For those who follow my writing, you know that management fees, trading expenses, and turnover are subjects that I feel strongly about. Time after time it has been proven that higher fees mean lower returns for investors. It makes sense. As Jack Bogle so eloquently states the average investor’s return must be stock market return less expenses. The lower the expenses the greater the return. 

A recent follow-up study on fees versus returns by Morningstar[2] looks at fund expense ratios as a predictive tool for mutual fund returns. The study looked to evaluate the success ratio of funds over the past five years. This ratio was an answer to the question of what funds both survived and outperformed their category group. In researching this the Morningstar team evaluated the following data: total return over the ensuing period, load-adjusted returns, standard deviation, investor returns, and the subsequent Morningstar Rating. 

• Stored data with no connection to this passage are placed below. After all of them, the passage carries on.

PR #96, opened 2018-03-01
added redis storage option

heltonmarx:
Inserted as a storage option the use of Redis, passing through Builder the [redis client](https://gopkg.in/redis.v5).

Please, any suggestions will always be welcome.

### DIFF
--- a/storage/redis/builders.go
+++ b/storage/redis/builders.go
@@ -1,0 +1,20 @@
+package redis
+
+import (
+	"errors"
+	"fmt"
+
+	"github.com/lovoo/goka/storage"
+
+	redis "gopkg.in/redis.v5"
+)
+
+// RedisBuilder builds redis storage.
+func RedisBuilder(client *redis.Client, namespace string) storage.Builder {
+	return func(topic string, partition int32) (storage.Storage, error) {
+		if namespace == "" {
+			return nil, errors.New("missing namespace to redis storage")
+		}
+		return New(client, fmt.Sprintf("%s:%s:%d", namespace, topic, partition))
+	}
+}
--- a/storage/redis/redis.go
+++ b/storage/redis/redis.go
@@ -1,21 +1,26 @@
-package storage
+package redis
 
 import (
 	"errors"
 	"fmt"
 	"strconv"
-	"time"
+
+	"github.com/lovoo/goka/storage"
 
 	redis "gopkg.in/redis.v5"
 )
 
+const (
+	offsetKey = "__offset"
+)
+
 type redisStorage struct {
-	client    *redis.Client
-	retention time.Duration
+	client *redis.Client
+	hash   string
 }
 
-// NewRedis creates a new Storage backed by Redis.
-func NewRedis(client *redis.Client, retention time.Duration) (Storage, error) {
+// New creates a new Storage backed by Redis.
+func New(client *redis.Client, hash string) (storage.Storage, error) {
 	if client == nil {
 		return nil, errors.New("invalid redis client")
 	}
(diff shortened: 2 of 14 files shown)


db7:
Really nice contribution! Thanks for taking the time.

I have a couple of comments:

- I think it would be better to create a subpackage `storage/redis` and put this code there, otherwise the Redis client will become a default dependency.
- the keys stored in Redis need to be made disjoint from other possible applications writing to the same Redis instance. I'd suggest prefixing keys with something like `namespace:table:partition:`.
    - namespace should distinguish applications that write to the same keys
    - table should distinguish multiple tables in the same application that write to the same keys
    - partition should guarantee that partitions don't overwrite each other. Actually that is already the case due to the hasher that splits the key space in partitions, but all partitions have at least one key in common called `__offset_key`, which stores the latest offset of the partition for recovery. If this gets overwritten, partitions will be recovered incorrectly.
    - You can pass these options in the builder.

And I saw that you have added a retention to the entries in Redis. What is the intention of expiring the entries? Is this to be used in combination with a retention in Kafka too? I think one should have the option of setting no retention (it seems to be mandatory now).

storage/redis/builders.go
```diff
@@ -0,0 +1,21 @@
...
+	"github.com/lovoo/goka/storage"
+
+	redis "gopkg.in/redis.v5"
+)
+
+// RedisBuilder builds redis storage.
+func RedisBuilder(client *redis.Client, namespace string) storage.Builder {
+	return func(topic string, partition int32) (storage.Storage, error) {
+		if namespace == "" {
+			namespace = strconv.FormatInt(time.Now().UnixNano(), 10)
```
SamiHiltunen: It would be better to return an error here and make the namespace a required parameter. Using the time as the namespace would mean that the application has to recover every launch and leave a lot of obsolete data from previous runs in Redis.

storage/redis/redis.go
```diff
@@ -0,0 +1,183 @@
...
+	offsetKey = "__offset"
+)
+
+type redisStorage struct {
+	client *redis.Client
+	hash   string
+}
+
+// NewRedis creates a new Storage backed by Redis.
+func NewRedis(client *redis.Client, hash string) (storage.Storage, error) {
```
SamiHiltunen: I would remove the Redis suffixes and prefixes from the types and methods as the package path and name implies this is a Redis storage for Goka. I think it would be cleaner to have `redis.New`.

storage/redis/redis.go
```diff
@@ -0,0 +1,183 @@
...
+	return nil
+}
+
+func (s *redisStorage) Open() error {
+	return nil
+}
+
+// Close removes all data present current hash(`namespace:table:partition`)
+// instead closing the redis client.
+func (s *redisStorage) Close() error {
```
SamiHiltunen: `Close` should close the client and leave the data in Redis. Deleting the data on close would force the applications to recover their state on every launch and this is not in line with the other storage implementations. Functionality for cleaning the state from Redis would definitely be a convenient addition but I would move it to a separate method.

db7: I don't know why it is deleting the data, but I don't think that `Close` should actually close the client too. The caller should care about closing the client since the Redis client is passed to the storage builder and all partitions share the same client.

SamiHiltunen: I completely overlooked that part. Even if it wasn't shared with other builders, it would be better to leave it to caller who built the client.

heltonmarx: I put this `delete` here, 'cause I thought that when you close a partition, you would not use it anymore by this consumer.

The report findings further bolstered the argument that fees are the greatest predictor of fund performance. From 2010-2015, the cheapest quintile of all US equity funds had a total return success rate of 62% compared with 48% for the second-cheapest quintile, then 39% for the middle quintile, 30% for the second-priciest quintile, and 20% for the priciest quintile. The cheaper the quintile the better your chances. All told, cheapest-quintile funds were 3 times as likely to succeed as the priciest quintile. You see this in almost every category. International equity funds had a 51% success ratio for the cheapest quintile compared with 21% for priciest. Balanced funds had a 54% success rate for the cheapest quintile compared with 24% for the priciest. Taxable-bond funds had the widest gap as the cheapest quintile delivered a 59% success rate versus just 17% for the priciest quintile. Muni bonds had a similar pattern, with a 56% success rate for the cheapest quintile and 16% for the priciest. There are always exceptions. For instance, Artisan International (ARTIX) has significantly outperformed its bogey (MSCI ACWI) since 2010 while charging an above average 1.19% management fee. 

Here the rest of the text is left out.